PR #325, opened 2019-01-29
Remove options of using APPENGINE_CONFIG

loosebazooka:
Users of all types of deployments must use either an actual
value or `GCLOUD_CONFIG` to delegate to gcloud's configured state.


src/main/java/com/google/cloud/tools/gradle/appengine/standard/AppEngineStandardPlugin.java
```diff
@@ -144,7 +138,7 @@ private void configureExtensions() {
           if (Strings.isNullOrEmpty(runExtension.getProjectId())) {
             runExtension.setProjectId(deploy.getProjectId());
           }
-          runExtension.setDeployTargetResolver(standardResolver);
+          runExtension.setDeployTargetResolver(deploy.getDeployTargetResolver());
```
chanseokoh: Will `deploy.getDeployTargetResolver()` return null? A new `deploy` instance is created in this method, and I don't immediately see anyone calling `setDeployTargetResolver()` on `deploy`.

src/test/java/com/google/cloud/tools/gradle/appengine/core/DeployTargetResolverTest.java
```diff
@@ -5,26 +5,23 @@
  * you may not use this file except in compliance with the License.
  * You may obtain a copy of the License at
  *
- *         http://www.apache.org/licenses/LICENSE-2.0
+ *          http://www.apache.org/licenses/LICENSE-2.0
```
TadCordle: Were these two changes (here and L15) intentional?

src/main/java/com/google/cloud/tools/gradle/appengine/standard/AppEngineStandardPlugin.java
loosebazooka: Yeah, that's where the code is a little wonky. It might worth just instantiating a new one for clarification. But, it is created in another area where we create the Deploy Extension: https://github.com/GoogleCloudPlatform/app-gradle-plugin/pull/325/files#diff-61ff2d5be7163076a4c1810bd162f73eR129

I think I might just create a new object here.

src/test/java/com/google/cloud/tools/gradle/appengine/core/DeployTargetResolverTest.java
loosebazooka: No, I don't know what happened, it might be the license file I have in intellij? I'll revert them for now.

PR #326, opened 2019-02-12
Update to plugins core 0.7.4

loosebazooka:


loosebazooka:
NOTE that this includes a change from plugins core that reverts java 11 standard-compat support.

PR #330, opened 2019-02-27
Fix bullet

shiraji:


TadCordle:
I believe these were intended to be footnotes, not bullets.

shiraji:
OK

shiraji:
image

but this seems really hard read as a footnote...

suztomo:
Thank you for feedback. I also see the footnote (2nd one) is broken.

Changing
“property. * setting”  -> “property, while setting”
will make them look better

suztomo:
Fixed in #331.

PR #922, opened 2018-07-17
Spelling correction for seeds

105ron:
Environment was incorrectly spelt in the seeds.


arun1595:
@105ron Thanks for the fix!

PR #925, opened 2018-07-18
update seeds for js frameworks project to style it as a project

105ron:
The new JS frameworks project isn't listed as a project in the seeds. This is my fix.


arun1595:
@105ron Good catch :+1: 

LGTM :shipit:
┄┄┄┄┄┄┄┄┄┄
→ YOUR TASK: Retype all of the data word for word.

→ RESPONSE BOX:
PR #325, opened 2019-01-29
Remove options of using APPENGINE_CONFIG

loosebazooka:
Users of all types of deployments must use either an actual
value or `GCLOUD_CONFIG` to delegate to gcloud's configured state.


src/main/java/com/google/cloud/tools/gradle/appengine/standard/AppEngineStandardPlugin.java
```diff
@@ -144,7 +138,7 @@ private void configureExtensions() {
           if (Strings.isNullOrEmpty(runExtension.getProjectId())) {
             runExtension.setProjectId(deploy.getProjectId());
           }
-          runExtension.setDeployTargetResolver(standardResolver);
+          runExtension.setDeployTargetResolver(deploy.getDeployTargetResolver());
```
chanseokoh: Will `deploy.getDeployTargetResolver()` return null? A new `deploy` instance is created in this method, and I don't immediately see anyone calling `setDeployTargetResolver()` on `deploy`.

src/test/java/com/google/cloud/tools/gradle/appengine/core/DeployTargetResolverTest.java
```diff
@@ -5,26 +5,23 @@
  * you may not use this file except in compliance with the License.
  * You may obtain a copy of the License at
  *
- *         http://www.apache.org/licenses/LICENSE-2.0
+ *          http://www.apache.org/licenses/LICENSE-2.0
```
TadCordle: Were these two changes (here and L15) intentional?

src/main/java/com/google/cloud/tools/gradle/appengine/standard/AppEngineStandardPlugin.java
loosebazooka: Yeah, that's where the code is a little wonky. It might worth just instantiating a new one for clarification. But, it is created in another area where we create the Deploy Extension: https://github.com/GoogleCloudPlatform/app-gradle-plugin/pull/325/files#diff-61ff2d5be7163076a4c1810bd162f73eR129

I think I might just create a new object here.

src/test/java/com/google/cloud/tools/gradle/appengine/core/DeployTargetResolverTest.java
loosebazooka: No, I don't know what happened, it might be the license file I have in intellij? I'll revert them for now.

PR #326, opened 2019-02-12
Update to plugins core 0.7.4

loosebazooka:


loosebazooka:
NOTE that this includes a change from plugins core that reverts java 11 standard-compat support.

PR #330, opened 2019-02-27
Fix bullet

shiraji:


TadCordle:
I believe these were intended to be footnotes, not bullets.

shiraji:
OK

shiraji:
image

but this seems really hard read as a footnote...

suztomo:
Thank you for feedback. I also see the footnote (2nd one) is broken.

Changing
“property. * setting”  -> “property, while setting”
will make them look better

suztomo:
Fixed in #331.

PR #922, opened 2018-07-17
Spelling correction for seeds

105ron:
Environment was incorrectly spelt in the seeds.


arun1595:
@105ron Thanks for the fix!

PR #925, opened 2018-07-18
update seeds for js frameworks project to style it as a project

105ron:
The new JS frameworks project isn't listed as a project in the seeds. This is my fix.


arun1595:
@105ron Good catch :+1: 

LGTM :shipit:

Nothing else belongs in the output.